The most difficult thing for me is that since I can no longer pay the mortgage, my boyfriend took over and therefore I have another debt of 22,000 euros with him. It’s complicated in our relationship, stressful for both of us and really not good for my ego.


Today the only solution we have left is to sell our house, but for the moment it’s not about selling. Because of these debts I am living beyond my means and I know that if the slightest deviation occurs, until the house is sold, I will continue to incur new debt.

This situation makes me wonder a lot about money in heterosexual couples. In my case we made the purchase 50/50 even though I earn much less than him. I feel like everything in our society is designed to make guys look good. Furthermore, around me, they are often the ones pushing for the purchase of properties, and my friends follow them.

I also notice that only guys openly judged me. I’ve already been told “well, what? Didn’t you know you’d find yourself in this situation? “There’s something very gendered about money, and I feel very lucky to know more or less how to manage administratively, to have a phone that works, to know my rights, because otherwise you’re really screwed .

And then, I realized that we infantilize the poor a lot, but that those who are in debt are worse off.

Get out of the water and live, finally

I incurred all these debts in 2021. I remember the insomnia, the permanent stress of receiving collection letters every day. I looked for stupid permanent contracts to earn as much money as possible and abandoned projects I cared about in favor of higher salaries.

I really had a meltdown, but it’s getting better. Today I have a balance of 3,000 euros in social security contributions, I owe money to my boyfriend, to my mother and I continue to repay the mortgage on the house. But I see an end to self-reported debt, and the good thing about debt is that you immediately feel better when it’s paid off.
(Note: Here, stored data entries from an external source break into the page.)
PR #738, opened 2025-12-03
Event timezones on date fields

busbyk:
## Description

The timezone field on events and courses was misleading. If a user set the timezone, the assumption would be that the start/end dates would be set for that timezone (i.e. 1pm in PST). We were correctly formatting the dates on the frontend based on the timezone field but the issue was that Payload was storing the dates based on the browser's timezone where the admin panel user saved the event. This could be different from the timezone field value. 

This PR utilizes Payload's date field timezone config which _does_ affect the date being stored in the database. Dates are (and were before) stored as ISO strings but using the timezone config influences the ISO string generated and stored in the db. See the [docs](https://payloadcms.com/docs/fields/date#timezones). Using this config results in an additional db column for a date field {date field name}_tz. This displays a timezone picker (with our custom timezone labels and subset of timezones) below the date field:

The complicated thing is that now I have this fear that I have forgotten other accusations and that a new administration will send me a letter announcing that I owe them thousands of euros. I say this even though I don’t think we are taxed too much at all, I am happy to pay taxes for the community.

I just have the impression that the system and the tax system are not made for independent, creative and even slightly ditzy people. Furthermore, during my studies at an art school, the topic of money was barely touched upon, even though it is the crux of the matter and affects our practice!

Having debt, being positive and above all talking about it

I’m lucky enough to be an optimistic person and I can stop thinking about it every day.

In some ways, I’m even happy I made this choice to buy a house, it taught me many things about myself and I couldn’t have known how much it would cost me. He also reminded me how privileged I am to have had access to it, because I am straight, white and culturally privileged, protected by my partner and family.

Today I often joke about my situation with those close to me. It is important that it does not become a taboo. Sometimes I say I’m the most indebted person at the table. It’s interesting, because sometimes I realize that it’s not true, it’s just that people don’t talk about it, they’re ashamed. However, we shouldn’t be ashamed of not always receiving the right advice!


Listen to Laisse-moi kiffer, Madmoizelle’s cultural advice podcast.